*** Opening RECORDS FOR PROCESSING ***
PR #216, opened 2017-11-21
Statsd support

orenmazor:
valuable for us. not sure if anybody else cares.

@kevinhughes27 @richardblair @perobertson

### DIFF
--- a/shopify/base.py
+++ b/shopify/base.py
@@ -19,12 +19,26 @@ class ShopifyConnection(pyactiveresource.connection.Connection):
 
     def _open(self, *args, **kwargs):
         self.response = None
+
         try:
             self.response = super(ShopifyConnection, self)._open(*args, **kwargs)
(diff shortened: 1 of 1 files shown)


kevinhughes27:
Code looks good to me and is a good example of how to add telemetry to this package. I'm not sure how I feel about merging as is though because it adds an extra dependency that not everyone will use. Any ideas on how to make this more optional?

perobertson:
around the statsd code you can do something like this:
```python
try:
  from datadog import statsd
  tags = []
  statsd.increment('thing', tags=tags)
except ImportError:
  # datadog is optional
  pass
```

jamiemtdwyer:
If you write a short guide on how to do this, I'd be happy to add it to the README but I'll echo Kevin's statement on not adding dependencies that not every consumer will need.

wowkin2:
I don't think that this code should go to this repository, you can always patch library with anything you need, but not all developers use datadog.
*** Closing RECORDS FOR PROCESSING ***
*** Opening RECORDS FOR PROCESSING ***
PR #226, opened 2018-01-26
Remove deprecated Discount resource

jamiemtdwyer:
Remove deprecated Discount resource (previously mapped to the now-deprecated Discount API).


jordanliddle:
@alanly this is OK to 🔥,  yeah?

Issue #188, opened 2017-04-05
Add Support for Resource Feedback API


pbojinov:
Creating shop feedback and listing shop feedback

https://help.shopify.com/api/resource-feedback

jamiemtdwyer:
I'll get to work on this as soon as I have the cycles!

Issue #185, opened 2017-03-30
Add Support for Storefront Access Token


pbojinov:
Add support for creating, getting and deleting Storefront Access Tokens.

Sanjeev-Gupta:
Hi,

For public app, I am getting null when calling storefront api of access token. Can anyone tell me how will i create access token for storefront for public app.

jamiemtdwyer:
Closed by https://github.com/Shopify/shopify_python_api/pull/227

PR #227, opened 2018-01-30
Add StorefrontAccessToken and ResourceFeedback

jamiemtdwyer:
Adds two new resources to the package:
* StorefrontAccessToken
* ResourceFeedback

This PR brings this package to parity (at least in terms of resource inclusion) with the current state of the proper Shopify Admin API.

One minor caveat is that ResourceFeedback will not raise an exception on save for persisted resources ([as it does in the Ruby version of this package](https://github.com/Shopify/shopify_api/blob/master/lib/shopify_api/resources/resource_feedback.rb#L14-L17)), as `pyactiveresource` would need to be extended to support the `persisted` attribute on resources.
*** Closing RECORDS FOR PROCESSING ***
*** Opening RECORDS FOR PROCESSING ***
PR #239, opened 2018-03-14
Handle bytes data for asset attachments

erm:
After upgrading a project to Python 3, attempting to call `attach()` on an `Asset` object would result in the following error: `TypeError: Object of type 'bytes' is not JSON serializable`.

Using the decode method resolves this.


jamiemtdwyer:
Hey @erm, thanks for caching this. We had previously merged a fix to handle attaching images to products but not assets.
*** Closing RECORDS FOR PROCESSING ***
▸ **TASK ITEM**:
What you give back must be the stretch above, starting at the line with "(diff shortened: 1 of 1 files shown)" and ending at the line with "I don't think", copied exactly.

▸ **SOLUTION**:
(diff shortened: 1 of 1 files shown)


kevinhughes27:
Code looks good to me and is a good example of how to add telemetry to this package. I'm not sure how I feel about merging as is though because it adds an extra dependency that not everyone will use. Any ideas on how to make this more optional?

perobertson:
around the statsd code you can do something like this:
```python
try:
  from datadog import statsd
  tags = []
  statsd.increment('thing', tags=tags)
except ImportError:
  # datadog is optional
  pass
```

jamiemtdwyer:
If you write a short guide on how to do this, I'd be happy to add it to the README but I'll echo Kevin's statement on not adding dependencies that not every consumer will need.

wowkin2:
I don't think that this code should go to this repository, you can always patch library with anything you need, but not all developers use datadog.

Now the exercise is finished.